Partir de l’expérience de ceux qui eurent pendant longtemps le monopole de la désignation de « Créoles » n’est peut-être pas sans intérêt pour cerner l’une des versions possibles de la créolisation1. Saint-John Perse, descendant des colons européens installés aux Îles, apparaît comme un interprétant d’autant plus qualifié qu’il a eu l’ambition d’élargir sa créolité à la mesure du monde ; et cela, par ce que nous appellerons une bi-genèse2, transfert des atavismes ethnoculturels sur un plan symbolique qui en modifie totalement les significations. En effet, le poète d’origine guadeloupéenne, s’impliquant sans se renier dans les espaces géographiques et culturels les plus divers, s’est transmué en Étranger, laissant dans son œuvre un témoignage de cette transaction ontologique à laquelle aucune expérience interculturelle authentique ne peut se soustraire. Au demeurant, toute identité collective pleinement assumée n’est-elle pas liée, pour chacun, à une acceptation puis un dépassement d’une tradition, comme si en choisissant de retravailler et d’actualiser un fonds de représentations et de valeurs, on se donnait une nouvelle naissance ? La translation d’une appartenance socioculturelle à une autre, comme c’est le cas pour les migrants, ne serait alors que la manifestation la plus flagrante de ce processus de ré-identification symbolique.

***

C’est lors de son séjour en Chine, dans les années 1916-1921, que le jeune diplomate Alexis Leger, va éprouver le choc interculturel3 qui va réactiver dans sa sensibilité comme dans sa réflexion les significations de son patrimoine créole indissolublement mêlé au creuset antillais et à son violent brassage de peuples. C’est en composant Anabase, que le jeune écrivain invente la nouvelle figure auctoriale désignée par le pseudonyme, « Saint-John Perse », dont les consonances suggèrent une hybridité planétaire.
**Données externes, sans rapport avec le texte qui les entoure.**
PR #1404, opened 2022-11-16
fix: Adds User-Agent header in OTLP exporter

### LINKED ISSUE #1385: OTLP exporters should emit standard user agent string
As per the following change in the specification (1.14 releasing Oct 4):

Quelle pouvait donc être antérieurement à l’expérience de l’Asie, la manière d’« être créole » pour un des fils de la plantocratie antillaise qui s’est trouvé bien vite « exilé » en métropole ? La typologie de la première créolisation est trop connue, depuis les analyses des premiers chroniqueurs jusqu’aux études les plus récentes4, pour ne pas aller à l’essentiel : un éternel « balan » pour le monde créole de l’entre-deux. Tantôt le sentiment d’être aux avant-postes de l’histoire et d’élargir l’habitus européen, le propriétaire de l’« habitation » ou « habitant », trouvant dans toutes les formes d’accoutumance à l’outre-mer autant de prises d’écart ontologiques avec ceux qui sont restés dans le pays d’origine ; tantôt la certitude que le monde créole, dans son éloignement de l’Europe et dans l’urgence d’une refondation a su tirer la quintessence du génie originel. Comme l’écrit Perse dans une correspondance,

« (les) Antilles […] pour avoir profondément mêlé mon enfance à la vie animale et végétale des Tropiques, n’en demeurent pas moins pour moi de l’essence française, et la plus vieille » (551)5.

Du point de vue qui est le nôtre, ici, la caldeira antillaise se signale par une contradiction majeure : un métissage de fait, ethnoculturel, et un intégrisme des communautés marqué notamment par l’endogamie et la fixation des colons ou « békés » sur leur pureté identitaire. Chez ceux-ci, on soulignera encore la survalorisation de l’ici insulaire allant de pair avec une pulsion du départ et de l’errance, qui les affranchit de toute sécurité adoptive — contrairement aux « petits Blancs » des colonies de peuplement ensouchées dans l’ailleurs.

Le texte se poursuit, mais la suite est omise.